__TO DO__
Among the records below, find each line bearing the word "origin" and copy it.

DATASET START

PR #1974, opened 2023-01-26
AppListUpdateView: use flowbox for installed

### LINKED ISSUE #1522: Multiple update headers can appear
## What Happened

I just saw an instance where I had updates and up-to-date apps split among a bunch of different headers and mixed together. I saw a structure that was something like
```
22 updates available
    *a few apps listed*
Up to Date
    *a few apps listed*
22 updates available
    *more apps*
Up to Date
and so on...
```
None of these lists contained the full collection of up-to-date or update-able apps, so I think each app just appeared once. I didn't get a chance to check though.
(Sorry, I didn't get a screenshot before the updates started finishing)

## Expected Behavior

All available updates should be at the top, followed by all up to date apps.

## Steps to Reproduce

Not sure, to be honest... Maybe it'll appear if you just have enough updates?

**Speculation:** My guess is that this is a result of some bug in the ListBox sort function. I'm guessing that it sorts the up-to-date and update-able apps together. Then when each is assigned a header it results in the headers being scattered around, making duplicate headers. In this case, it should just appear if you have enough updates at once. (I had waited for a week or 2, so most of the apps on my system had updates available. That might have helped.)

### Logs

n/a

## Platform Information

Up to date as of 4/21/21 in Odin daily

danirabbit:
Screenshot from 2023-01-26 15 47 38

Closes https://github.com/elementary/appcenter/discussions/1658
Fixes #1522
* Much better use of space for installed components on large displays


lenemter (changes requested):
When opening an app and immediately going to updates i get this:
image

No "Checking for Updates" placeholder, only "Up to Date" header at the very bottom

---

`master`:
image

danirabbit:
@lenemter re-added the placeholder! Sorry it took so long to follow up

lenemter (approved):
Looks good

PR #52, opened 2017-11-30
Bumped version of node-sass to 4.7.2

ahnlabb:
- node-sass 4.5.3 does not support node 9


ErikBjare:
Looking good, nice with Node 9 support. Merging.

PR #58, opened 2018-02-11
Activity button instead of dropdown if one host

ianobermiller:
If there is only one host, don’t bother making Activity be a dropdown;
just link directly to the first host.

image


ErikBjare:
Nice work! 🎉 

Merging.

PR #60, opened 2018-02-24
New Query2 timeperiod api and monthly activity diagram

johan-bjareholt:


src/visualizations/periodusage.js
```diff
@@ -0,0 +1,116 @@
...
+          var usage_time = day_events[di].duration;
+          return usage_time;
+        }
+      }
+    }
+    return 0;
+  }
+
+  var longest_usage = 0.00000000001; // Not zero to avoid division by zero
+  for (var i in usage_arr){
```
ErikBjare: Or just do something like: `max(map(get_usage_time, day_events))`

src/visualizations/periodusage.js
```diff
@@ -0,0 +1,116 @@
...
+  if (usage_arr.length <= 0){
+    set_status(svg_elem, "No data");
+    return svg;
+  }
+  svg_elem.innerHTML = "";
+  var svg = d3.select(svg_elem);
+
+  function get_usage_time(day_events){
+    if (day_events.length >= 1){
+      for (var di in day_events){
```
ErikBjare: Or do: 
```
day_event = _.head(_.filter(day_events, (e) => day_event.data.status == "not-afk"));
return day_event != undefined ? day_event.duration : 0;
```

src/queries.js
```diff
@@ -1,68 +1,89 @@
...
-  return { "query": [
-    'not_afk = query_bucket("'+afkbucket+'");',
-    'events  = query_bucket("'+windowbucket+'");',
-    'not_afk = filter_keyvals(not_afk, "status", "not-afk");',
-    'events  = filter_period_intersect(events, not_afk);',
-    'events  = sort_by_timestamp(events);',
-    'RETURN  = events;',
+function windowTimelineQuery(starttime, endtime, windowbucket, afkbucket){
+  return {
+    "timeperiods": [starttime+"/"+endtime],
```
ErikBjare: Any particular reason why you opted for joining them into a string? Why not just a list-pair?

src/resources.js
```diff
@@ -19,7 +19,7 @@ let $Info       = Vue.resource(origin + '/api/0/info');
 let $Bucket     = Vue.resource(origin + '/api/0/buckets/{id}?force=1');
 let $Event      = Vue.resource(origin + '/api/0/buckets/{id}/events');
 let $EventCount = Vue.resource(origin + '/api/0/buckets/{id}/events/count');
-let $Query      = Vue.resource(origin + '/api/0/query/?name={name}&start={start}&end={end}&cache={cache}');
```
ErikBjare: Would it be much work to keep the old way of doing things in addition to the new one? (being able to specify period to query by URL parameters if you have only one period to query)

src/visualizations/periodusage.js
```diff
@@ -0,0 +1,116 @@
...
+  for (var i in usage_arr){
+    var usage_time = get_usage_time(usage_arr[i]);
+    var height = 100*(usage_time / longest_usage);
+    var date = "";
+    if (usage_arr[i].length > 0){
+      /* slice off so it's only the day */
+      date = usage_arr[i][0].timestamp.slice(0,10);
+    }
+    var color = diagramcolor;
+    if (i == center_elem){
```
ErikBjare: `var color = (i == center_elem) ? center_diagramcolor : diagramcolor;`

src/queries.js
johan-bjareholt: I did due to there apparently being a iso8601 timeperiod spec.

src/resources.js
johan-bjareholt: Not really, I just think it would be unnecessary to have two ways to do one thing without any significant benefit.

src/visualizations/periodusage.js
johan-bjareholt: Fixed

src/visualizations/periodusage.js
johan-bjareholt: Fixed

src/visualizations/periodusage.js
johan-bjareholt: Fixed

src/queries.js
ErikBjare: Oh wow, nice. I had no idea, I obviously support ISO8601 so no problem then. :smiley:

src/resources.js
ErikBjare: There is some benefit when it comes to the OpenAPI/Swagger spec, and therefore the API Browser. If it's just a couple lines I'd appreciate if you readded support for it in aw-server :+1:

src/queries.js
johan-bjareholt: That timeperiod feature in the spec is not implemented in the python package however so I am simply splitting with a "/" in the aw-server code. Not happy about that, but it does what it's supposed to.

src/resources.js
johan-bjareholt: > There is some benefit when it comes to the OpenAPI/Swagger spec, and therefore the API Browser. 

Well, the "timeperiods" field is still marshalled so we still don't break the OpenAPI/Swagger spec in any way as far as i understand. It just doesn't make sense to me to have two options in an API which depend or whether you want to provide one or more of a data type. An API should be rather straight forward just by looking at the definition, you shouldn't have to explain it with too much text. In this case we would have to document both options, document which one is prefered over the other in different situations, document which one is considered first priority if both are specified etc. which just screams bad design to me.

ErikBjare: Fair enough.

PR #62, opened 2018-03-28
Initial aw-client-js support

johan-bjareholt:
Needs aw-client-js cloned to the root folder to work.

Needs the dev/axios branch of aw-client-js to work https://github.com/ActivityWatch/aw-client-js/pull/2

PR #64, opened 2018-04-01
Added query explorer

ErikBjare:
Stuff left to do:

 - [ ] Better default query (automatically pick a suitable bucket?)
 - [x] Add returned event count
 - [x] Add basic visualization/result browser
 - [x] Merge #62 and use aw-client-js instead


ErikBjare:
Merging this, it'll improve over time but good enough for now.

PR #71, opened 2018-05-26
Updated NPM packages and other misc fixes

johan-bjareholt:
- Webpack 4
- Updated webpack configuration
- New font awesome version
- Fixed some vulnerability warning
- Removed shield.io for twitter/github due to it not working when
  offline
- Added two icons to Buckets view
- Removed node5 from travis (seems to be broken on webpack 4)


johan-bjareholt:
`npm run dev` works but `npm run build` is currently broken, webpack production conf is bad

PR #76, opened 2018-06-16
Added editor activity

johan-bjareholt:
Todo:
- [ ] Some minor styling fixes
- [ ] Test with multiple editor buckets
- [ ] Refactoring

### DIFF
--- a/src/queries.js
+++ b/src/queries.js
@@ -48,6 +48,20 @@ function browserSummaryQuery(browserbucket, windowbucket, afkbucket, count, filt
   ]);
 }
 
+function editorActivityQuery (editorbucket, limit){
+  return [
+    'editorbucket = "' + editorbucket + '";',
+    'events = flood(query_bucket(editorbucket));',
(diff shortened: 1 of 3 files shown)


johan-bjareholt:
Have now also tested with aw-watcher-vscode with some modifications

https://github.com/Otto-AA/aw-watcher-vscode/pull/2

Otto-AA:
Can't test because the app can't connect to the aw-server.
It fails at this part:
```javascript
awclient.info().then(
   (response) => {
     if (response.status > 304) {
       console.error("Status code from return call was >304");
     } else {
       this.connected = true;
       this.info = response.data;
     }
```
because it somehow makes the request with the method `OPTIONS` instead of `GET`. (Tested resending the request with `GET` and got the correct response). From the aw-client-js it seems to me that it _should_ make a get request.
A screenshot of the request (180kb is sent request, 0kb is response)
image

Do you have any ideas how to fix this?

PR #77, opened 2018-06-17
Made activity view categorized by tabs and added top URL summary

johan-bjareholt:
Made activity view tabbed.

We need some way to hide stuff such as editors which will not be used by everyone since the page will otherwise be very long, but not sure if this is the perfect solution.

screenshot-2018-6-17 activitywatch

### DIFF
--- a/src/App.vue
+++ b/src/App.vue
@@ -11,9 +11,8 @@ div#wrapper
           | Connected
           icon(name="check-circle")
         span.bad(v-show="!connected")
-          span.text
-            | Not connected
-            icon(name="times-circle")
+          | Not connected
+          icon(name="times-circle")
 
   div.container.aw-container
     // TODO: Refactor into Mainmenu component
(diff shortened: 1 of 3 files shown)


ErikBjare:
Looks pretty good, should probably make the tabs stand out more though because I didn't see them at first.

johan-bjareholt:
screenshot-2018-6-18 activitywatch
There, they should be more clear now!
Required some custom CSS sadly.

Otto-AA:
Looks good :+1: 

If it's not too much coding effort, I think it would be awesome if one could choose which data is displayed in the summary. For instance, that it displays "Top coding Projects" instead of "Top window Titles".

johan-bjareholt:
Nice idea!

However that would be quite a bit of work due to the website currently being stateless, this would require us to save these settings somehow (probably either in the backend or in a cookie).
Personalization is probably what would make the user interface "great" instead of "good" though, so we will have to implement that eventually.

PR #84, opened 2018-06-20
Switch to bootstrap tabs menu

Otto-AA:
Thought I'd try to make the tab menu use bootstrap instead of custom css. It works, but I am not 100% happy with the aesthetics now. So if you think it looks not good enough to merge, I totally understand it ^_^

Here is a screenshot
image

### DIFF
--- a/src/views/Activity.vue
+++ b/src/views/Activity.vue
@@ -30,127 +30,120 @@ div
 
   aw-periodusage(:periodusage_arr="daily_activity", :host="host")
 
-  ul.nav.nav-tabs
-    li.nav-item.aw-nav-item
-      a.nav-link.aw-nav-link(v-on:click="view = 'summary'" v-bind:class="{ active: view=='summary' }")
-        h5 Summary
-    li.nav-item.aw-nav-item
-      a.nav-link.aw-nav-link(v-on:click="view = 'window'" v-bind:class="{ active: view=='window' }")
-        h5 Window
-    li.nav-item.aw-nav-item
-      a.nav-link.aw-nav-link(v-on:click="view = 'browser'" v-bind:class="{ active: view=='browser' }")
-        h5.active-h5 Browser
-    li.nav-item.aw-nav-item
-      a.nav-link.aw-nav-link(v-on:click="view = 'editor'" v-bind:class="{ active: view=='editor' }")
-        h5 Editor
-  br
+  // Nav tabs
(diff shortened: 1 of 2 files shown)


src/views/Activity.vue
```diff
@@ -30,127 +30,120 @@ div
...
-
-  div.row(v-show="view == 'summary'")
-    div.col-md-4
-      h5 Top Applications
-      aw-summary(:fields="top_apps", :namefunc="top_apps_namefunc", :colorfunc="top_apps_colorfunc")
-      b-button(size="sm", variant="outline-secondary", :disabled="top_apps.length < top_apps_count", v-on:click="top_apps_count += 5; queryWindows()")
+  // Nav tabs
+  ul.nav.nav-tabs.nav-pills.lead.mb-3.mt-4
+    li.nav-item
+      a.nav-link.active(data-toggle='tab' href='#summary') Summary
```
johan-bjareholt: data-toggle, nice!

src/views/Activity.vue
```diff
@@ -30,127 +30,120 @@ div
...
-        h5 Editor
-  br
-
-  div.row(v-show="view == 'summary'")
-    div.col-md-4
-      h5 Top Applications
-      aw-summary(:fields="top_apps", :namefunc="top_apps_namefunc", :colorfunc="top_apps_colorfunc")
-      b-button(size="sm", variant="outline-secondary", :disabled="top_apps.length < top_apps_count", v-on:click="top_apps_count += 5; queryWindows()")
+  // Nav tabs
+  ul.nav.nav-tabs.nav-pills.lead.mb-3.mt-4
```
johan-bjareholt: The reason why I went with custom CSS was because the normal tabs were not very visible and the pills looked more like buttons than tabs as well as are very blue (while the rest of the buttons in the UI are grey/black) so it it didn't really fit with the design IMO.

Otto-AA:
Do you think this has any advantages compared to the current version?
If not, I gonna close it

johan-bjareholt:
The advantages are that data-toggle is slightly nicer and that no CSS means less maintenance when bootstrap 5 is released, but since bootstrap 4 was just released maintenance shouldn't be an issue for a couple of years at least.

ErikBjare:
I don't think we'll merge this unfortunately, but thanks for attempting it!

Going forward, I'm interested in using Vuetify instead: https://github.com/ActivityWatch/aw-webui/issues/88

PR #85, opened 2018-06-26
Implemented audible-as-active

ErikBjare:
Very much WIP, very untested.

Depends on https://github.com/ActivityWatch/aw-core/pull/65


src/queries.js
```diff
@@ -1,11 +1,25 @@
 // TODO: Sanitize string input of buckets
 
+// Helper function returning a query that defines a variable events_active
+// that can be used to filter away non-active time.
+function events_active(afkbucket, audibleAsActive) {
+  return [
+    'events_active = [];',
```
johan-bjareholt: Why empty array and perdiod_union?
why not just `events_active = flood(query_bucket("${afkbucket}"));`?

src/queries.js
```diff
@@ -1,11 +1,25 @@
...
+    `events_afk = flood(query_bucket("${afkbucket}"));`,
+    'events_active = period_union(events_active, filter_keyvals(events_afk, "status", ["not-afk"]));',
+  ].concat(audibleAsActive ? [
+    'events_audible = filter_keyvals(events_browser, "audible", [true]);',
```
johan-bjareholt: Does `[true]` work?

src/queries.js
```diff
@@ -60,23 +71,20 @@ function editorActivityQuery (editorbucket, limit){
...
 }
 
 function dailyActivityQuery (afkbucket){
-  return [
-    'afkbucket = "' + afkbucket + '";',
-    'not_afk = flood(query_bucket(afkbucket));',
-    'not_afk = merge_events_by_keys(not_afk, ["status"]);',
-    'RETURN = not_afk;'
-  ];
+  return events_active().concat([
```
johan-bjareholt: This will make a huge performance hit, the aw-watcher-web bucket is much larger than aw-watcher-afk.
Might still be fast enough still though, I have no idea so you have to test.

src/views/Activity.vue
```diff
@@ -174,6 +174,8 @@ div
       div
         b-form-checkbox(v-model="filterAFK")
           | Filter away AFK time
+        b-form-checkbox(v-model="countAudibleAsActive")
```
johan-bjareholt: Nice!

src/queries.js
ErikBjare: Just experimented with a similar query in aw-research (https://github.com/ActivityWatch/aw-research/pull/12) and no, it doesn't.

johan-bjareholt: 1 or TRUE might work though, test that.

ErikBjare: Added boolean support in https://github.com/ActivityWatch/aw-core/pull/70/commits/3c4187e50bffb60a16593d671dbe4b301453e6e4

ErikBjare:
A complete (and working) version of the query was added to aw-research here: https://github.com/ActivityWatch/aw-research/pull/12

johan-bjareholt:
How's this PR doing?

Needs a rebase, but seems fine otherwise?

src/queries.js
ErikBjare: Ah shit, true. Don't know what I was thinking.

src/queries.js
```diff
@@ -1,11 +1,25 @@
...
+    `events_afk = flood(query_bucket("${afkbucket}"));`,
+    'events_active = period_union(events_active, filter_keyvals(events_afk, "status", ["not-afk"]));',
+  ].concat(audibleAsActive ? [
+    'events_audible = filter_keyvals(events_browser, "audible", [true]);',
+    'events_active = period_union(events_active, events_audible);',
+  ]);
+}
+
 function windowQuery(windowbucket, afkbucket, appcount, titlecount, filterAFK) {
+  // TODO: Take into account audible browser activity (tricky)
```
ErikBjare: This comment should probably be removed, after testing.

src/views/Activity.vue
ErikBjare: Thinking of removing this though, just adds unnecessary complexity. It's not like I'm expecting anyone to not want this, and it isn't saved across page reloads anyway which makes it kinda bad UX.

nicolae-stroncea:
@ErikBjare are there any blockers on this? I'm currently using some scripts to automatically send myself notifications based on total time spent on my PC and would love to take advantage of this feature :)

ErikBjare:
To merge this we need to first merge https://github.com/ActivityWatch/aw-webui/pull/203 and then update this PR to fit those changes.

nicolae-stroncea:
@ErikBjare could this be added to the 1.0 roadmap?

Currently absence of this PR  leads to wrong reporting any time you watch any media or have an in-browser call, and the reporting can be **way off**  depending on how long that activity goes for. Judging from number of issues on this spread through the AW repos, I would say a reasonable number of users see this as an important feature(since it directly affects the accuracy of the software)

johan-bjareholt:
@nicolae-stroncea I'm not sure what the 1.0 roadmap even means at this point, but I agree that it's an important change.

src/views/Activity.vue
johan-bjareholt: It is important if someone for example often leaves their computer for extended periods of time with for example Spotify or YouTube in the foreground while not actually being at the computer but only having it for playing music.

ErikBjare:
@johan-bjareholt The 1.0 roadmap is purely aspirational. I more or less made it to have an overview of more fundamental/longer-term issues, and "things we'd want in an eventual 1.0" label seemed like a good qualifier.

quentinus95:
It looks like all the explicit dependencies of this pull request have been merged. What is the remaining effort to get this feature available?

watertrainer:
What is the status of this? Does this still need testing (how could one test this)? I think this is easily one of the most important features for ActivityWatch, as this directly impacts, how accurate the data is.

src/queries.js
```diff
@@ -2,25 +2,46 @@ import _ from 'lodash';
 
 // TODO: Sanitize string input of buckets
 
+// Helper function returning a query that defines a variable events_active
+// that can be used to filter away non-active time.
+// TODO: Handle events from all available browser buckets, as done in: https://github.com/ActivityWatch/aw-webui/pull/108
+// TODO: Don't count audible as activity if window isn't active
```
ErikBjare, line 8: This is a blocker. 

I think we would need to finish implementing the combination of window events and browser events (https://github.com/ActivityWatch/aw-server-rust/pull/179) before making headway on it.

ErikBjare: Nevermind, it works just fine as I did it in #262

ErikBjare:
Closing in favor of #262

DATASET END

__WORKED SOLUTION__
@@ -19,7 +19,7 @@ let $Info       = Vue.resource(origin + '/api/0/info');
 let $Bucket     = Vue.resource(origin + '/api/0/buckets/{id}?force=1');
 let $Event      = Vue.resource(origin + '/api/0/buckets/{id}/events');
 let $EventCount = Vue.resource(origin + '/api/0/buckets/{id}/events/count');
-let $Query      = Vue.resource(origin + '/api/0/query/?name={name}&start={start}&end={end}&cache={cache}');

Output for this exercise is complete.